YOUR TASK:
Please copy each line of the records below that holds the word "createError".

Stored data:
PR #798, opened 2018-06-29
[Launcher]: Refine GangAllocation

yqwang-ms:
1. Decouple with generateContainerIpList and Deprecate generateContainerIpList
2. Decouple with Task No Retry
3. Decouple with minFailedTaskCount=1
4. Decouple with yarn.resourcemanager.rm.container-allocation.expiry-interval-ms
5. Deprecate samePortAllocation since it is coupled with GangAllocation and useless
6. Deprecate client side validation since validation depends on server side runtime env


frameworklauncher/README.md
```diff
@@ -26,7 +26,7 @@ FrameworkLauncher (or Launcher for short) is built to enable running Large-Scale
 * **High Availability**
   * All Launcher and Hadoop components are Recoverable and Work Preserving. So, User Services is by designed No Down Time, i.e. always uninterrupted when our components shutdown, crash, upgrade, or even any kinds of outage for a long time.
```
qinchen123: >Recoverable [](start = 43, length = 11)

recoverable ? shouldn't upper cases ?

yqwang-ms: This is by design as aligned with Work Preserving

---
In reply to: [199691277](https://github.com/Microsoft/pai/pull/798#discussion_r199691277) [](ancestors = 199691277)

frameworklauncher/conf/frameworklauncher.yml
```diff
@@ -25,6 +25,7 @@ amRmResyncFrequency: 6
 amRequestPullIntervalSec: 30
 amStatusPushIntervalSec: 30
 amFrameworkInfoPublishIntervalSec: 30
+amGangAllocationTimeoutSec: 500
```
qinchen123: >500 [](start = 28, length = 3)

500， different 1100 in pai-management, which one is final number ?

yqwang-ms: 1100 is the final number on k8s

---
In reply to: [199710525](https://github.com/Microsoft/pai/pull/798#discussion_r199710525) [](ancestors = 199710525)

PR #811, opened 2018-07-04
Add utf-8 encoding for stdout in pai-management/k8sPaiLibrary/maintainlib/common.py

Beyyes:
In ubuntu environment which uses Chinese language, ```python paictl.py cluster k8s-bootup -p /path/to/cluster-configuration/dir``` will cause the encoding error as the picture shown below. 
So I remove the unnecessary output code.
Or maybe it could be resolved by using utf-8 encoding, but i think it's not a universal solution.

image

### DIFF
--- a/pai-management/k8sPaiLibrary/maintainlib/common.py
+++ b/pai-management/k8sPaiLibrary/maintainlib/common.py
@@ -160,8 +160,6 @@ def sftp_paramiko(src, dst, filename, host_config):
     stdin, stdout, stderr = ssh.exec_command("sudo mkdir -p {0}".format(dst), get_pty=True)
     stdin.write(password + '\n')
     stdin.flush()
-    for response_msg in stdout:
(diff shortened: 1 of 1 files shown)


hwuu:
Using correct encoding for each text being processed is the solution indeed. Please propose a PR of a complete solution (for example, to radically solve the encoding issue) or create an issue so that we can officially make a schedule :)

ydye:
Yes, agree with @hwuu 
@Beyyes, I think  executing command in a silent way is unfriendly for issue debugging. And we'd better find a solution based on encoding.

Beyyes:
@hwuu 
I have changed the ``` print(response_msg.strip('\n'))``` to ```print(response_msg.encode('utf-8').strip('\n'))```, is this ok?

hwuu:
@beyyes: Sure. Thanks for making this change!

PR #815, opened 2018-07-05
While generating config, mark pai-master as worker too

hao1939:
Mark the first ip as pai-work too.
@ydye , @hwuu , please take a look.


hwuu:
Putting master and worker roles into one node will introduce some potential resource conflicts. So it should be discouraged.

hao1939:
It's not suitable for all cases. Close the PR.

PR #832, opened 2018-07-09
REST Server: refine user errors.

Gerhut:
#807

### DIFF
--- a/rest-server/src/config/user.js
+++ b/rest-server/src/config/user.js
@@ -26,7 +26,8 @@ const userPutInputSchema = Joi.object().keys({
   password: Joi.string()
     .min(6)
     .required(),
-  admin: Joi.boolean(),
+  admin: Joi.boolean()
+    .required(),
   modify: Joi.boolean()
     .required(),
 }).required();
--- a/rest-server/src/config/user.js
+++ b/rest-server/src/config/user.js
@@ -27,7 +27,8 @@ const userPutInputSchema = Joi.object().keys({
     .min(6)
     .required(),
   admin: Joi.boolean(),
-  modify: Joi.boolean(),
+  modify: Joi.boolean()
+    .required(),
 }).required();
 
 // define the input schema for the 'remove user' api
--- a/rest-server/src/config/user.js
+++ b/rest-server/src/config/user.js
@@ -26,8 +26,7 @@ const userPutInputSchema = Joi.object().keys({
   password: Joi.string()
     .min(6)
     .required(),
-  admin: Joi.boolean()
-    .required(),
+  admin: Joi.boolean(),
   modify: Joi.boolean()
     .required(),
 }).required();
--- a/rest-server/src/controllers/user.js
+++ b/rest-server/src/controllers/user.js
@@ -18,11 +18,12 @@
 // module dependencies
 const userModel = require('../models/user');
 const logger = require('../config/logger');
+const createError = require('../util/error');
 
 /**
  * Create / update a user.
  */
-const update = (req, res) => {
+const update = (req, res, next) => {
   const username = req.body.username;
   const password = req.body.password;
   const admin = req.body.admin;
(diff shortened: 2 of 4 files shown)


rest-server/src/config/user.js
```diff
@@ -27,7 +27,8 @@ const userPutInputSchema = Joi.object().keys({
     .min(6)
     .required(),
   admin: Joi.boolean(),
-  modify: Joi.boolean(),
+  modify: Joi.boolean()
+    .required(),
```
hwuu: Why is `modify` required while `admin` is not?

rest-server/src/controllers/user.js
```diff
@@ -18,63 +18,49 @@
...
           message: 'update successfully',
         });
       }
     });
   } else {
-    return res.status(401).json({
-      error: 'NotAuthorized',
-      message: 'not authorized',
-    });
+    next(createError('Forbidden', 'ERR_FORBIDDEN_USER', `Non-admin is not allow to do this operation.`));
```
hwuu: allow --> allowed.

hwuu: allow --> allowed

rest-server/src/controllers/user.js
```diff
@@ -18,63 +18,49 @@
...
-          error: 'RemoveFailed',
-          message: 'remove failed',
-        });
-      } else {
-        return res.status(200).json({
-          message: 'remove successfully',
-        });
+    userModel.remove(username, (err) => {
+      if (err) {
+        return next(createError.unknown(err));
```
hwuu: Is it 'internal server error'?

rest-server/src/controllers/user.js
```diff
@@ -131,31 +117,16 @@ const updateUserVc = (req, res) => {
...
       }
+      return res.status(200).json(userList);
     });
   } else {
-    return res.status(401).json({
-      error: 'NotAuthorized',
-      message: 'not authorized',
-    });
+    next(createError('Forbidden', 'ERR_FORBIDDEN_USER', `Non-admin is not allow to do this operation.`));
```
hwuu: allow --> allowed

rest-server/src/models/user.js
```diff
@@ -224,24 +195,23 @@ const checkUserVc = (username, virtualCluster, callback) => {
...
-          let userName = key.replace(etcdConfig.storagePath() + '/', '');
-          userInfoList.push({
-            username: userName,
-            admin: res.get(etcdConfig.userAdminPath(userName)),
-            virtualCluster: res.has(etcdConfig.userVirtualClusterPath(userName)) ? res.get(etcdConfig.userVirtualClusterPath(userName)) : 'default',
-          });
-        }
-      });
-      next(null, userInfoList);
+const getUserList = (callback) => {
```
hwuu: What is the purpose to change `next` to `callback`?

rest-server/src/config/user.js
Gerhut: This change is just a simple substitution of https://github.com/Microsoft/pai/pull/832/files#diff-3dd2c15619e4f4cdb338de066fddb092L45

rest-server/src/models/user.js
Gerhut: In my understand of the coding style, when using `callback` as callback name, error will be the first argument, while using `next` as callback name, error will be the second argument (https://github.com/Microsoft/pai/blob/2e55ab6b9a48c4ac0767b82e7f904f6498a895c0/rest-server/src/models/vc.js#L76)

This `next` is the only exception and confuse me a while.

rest-server/src/config/user.js
Gerhut: Found admin validation in model code, will move it to param schema

rest-server/src/models/user.js
Gerhut: Node.js [error document](https://nodejs.org/api/errors.html#errors_error_first_callbacks) and [util document](https://nodejs.org/api/util.html#util_util_callbackify_original) encourage "error-first callbacks".

rest-server/src/controllers/user.js
Gerhut: `createError.unknown` will not transform known error objects like

https://github.com/Microsoft/pai/blob/qixcheng/rest-server-refine-error/user/rest-server/src/models/user.js#L90

or 

https://github.com/Microsoft/pai/blob/qixcheng/rest-server-refine-error/user/rest-server/src/models/user.js#L97

It will only transform unknown upstream errors (usually from HDFS/etcd utilities) into general 500 errors.

At present, most of `UnknownError`s are unhandled `UpstreamServerError`s. Like other non-`UpstreamServerError` `UnknownError`s, it can only be resolved manually by developers. So when any `UnknownError` happened, report `error.message` to developers may be the only solution, no matter it is from upstream server or rest-server itself. So I think different `error.message` in `UnknownError` is helpful enough.

Gerhut:
@abuccts admin parameter back to optional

YOUR SOLUTION:
+const createError = require('../util/error');
+    next(createError('Forbidden', 'ERR_FORBIDDEN_USER', `Non-admin is not allow to do this operation.`));
+        return next(createError.unknown(err));
+    next(createError('Forbidden', 'ERR_FORBIDDEN_USER', `Non-admin is not allow to do this operation.`));
Gerhut: `createError.unknown` will not transform known error objects like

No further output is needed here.